PR #799, opened 2021-02-01
Remove use-grappler-optimizer compile option

adk9:
* Unconditionally enable "ngraph-optimizer" grappler pass
* Remove is_grappler_enabled() API call
* Run tests using the grappler pass

### DIFF
--- a/test/graph_rewrites/config_for_grappler_test.cc
+++ b/test/graph_rewrites/config_for_grappler_test.cc
@@ -41,6 +41,7 @@ namespace testing {
 // etc.,etc.
 
 TEST(GrapplerConfig, RConfig1) {
+  ActivateNGraph();
   // Create Graph
   Scope root = Scope::NewRootScope();
   auto A = ops::Const(root.WithOpName("A"), {3.f, 2.f});
@@ -72,7 +73,6 @@ TEST(GrapplerConfig, RConfig1) {
   // Run grappler
   tensorflow::grappler::MetaOptimizer optimizer(nullptr, config_proto);
   GraphDef output;
-  // const Status status = optimizer.Optimize(nullptr, item, &output);
   ASSERT_OK(optimizer.Optimize(nullptr, item, &output));
 
   // GraphDef to Graph
@@ -91,9 +91,11 @@ TEST(GrapplerConfig, RConfig1) {
     ng_encap = node;
   }
   ASSERT_NE(ng_encap, nullptr);
+  DeactivateNGraph();
 }
 
 TEST(GrapplerConfig, RConfig4) {
+  ActivateNGraph();
   // Create Graph
   Scope root = Scope::NewRootScope();
   auto A = ops::Const(root.WithOpName("A"), {3.f, 2.f});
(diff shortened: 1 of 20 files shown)


test/graph_rewrites/config_for_grappler_test.cc
```diff
@@ -41,6 +41,7 @@ namespace testing {
 // etc.,etc.
 
 TEST(GrapplerConfig, RConfig1) {
+  ActivateNGraph();
```
kanvi-nervana, line 44: Why is the explicit enabling/disabling of nGraph required?

test/python/common.py
```diff
@@ -53,9 +53,8 @@ def with_ngraph(self, l, config=None):
         # because mutable objects should not be used as defaults in python
         if config is None:
             config = tf.compat.v1.ConfigProto()
-        # TODO: Stop grappler on failure (Add fail_on_optimizer_errors=True)
-        config = ngraph_bridge.update_config(config)
 
+        # config = ngraph_bridge.update_config(config)
```
kanvi-nervana, line 57: Disabling the config update; tests don't run with the optimizer?

test/test_utilities.cpp
```diff
@@ -344,20 +344,18 @@ tf::SessionOptions GetSessionOptions() {
...
-    custom_config->set_name("ngraph-optimizer");
-    options.config.mutable_graph_options()
-        ->mutable_rewrite_options()
-        ->set_min_graph_nodes(-1);
-
-    options.config.mutable_graph_options()
-        ->mutable_rewrite_options()
-        ->set_meta_optimizer_iterations(tf::RewriterConfig::ONE);
-  }
+  auto* custom_config = options.config.mutable_graph_options()
```
kanvi-nervana, line 347: Won't the CPP tests now run with the optimizer, all the time?

tools/test_utils.py
```diff
@@ -167,9 +167,7 @@ def run_tensorflow_pytests_from_artifacts(ngraph_tf_src_dir, tf_src_dir,
 
     # Check to see if we need to apply the patch for Grappler
     import ngraph_bridge
-    patch_file_name = "test/python/tensorflow/tf_unittest_ngraph" + (
-        "_with_grappler"
-        if ngraph_bridge.is_grappler_enabled() else "") + ".patch"
+    patch_file_name = "test/python/tensorflow/tf_unittest_ngraph.patch"
```
kanvi-nervana, line 170: The TF py tests will also run only with the graph pass?

kanvi-nervana (changes requested):

tools/test_utils.py
adk9: Yes, bridge C++ unit tests run with the optimizer, bridge Python and TF Python unit tests run without the optimizer. It seems a little excessive to test all the combinations here since the optimizer and non-optimizer paths are shared. Which configurations would we prefer testing?

test/test_utilities.cpp
adk9: See below.

test/python/common.py
adk9: See below.

test/graph_rewrites/config_for_grappler_test.cc
adk9: It's to disable de-assigning of clusters.

tools/test_utils.py
kanvi-nervana: Which one is going to be the default/promoted more than the other, we should make sure all tests pass with that. If there isn't any then probably the above configuration is fine.

test/graph_rewrites/config_for_grappler_test.cc
kanvi-nervana: You can use `NGRAPH_TF_DISABLE_DEASSIGN_CLUSTERS` ?

adk9: Where? To run the entire unit test suite? I'm not sure why this isn't being done already.

tools/test_utils.py
adk9: The current default is non-optimizer. We could use this for all three but that'd leave the optimizer path untested.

- _YOUR ASSIGNMENT_: Return all lines from the material that contain "None".

- _ANSWER TO THIS TASK_:
@@ -53,9 +53,8 @@ def with_ngraph(self, l, config=None):
         if config is None:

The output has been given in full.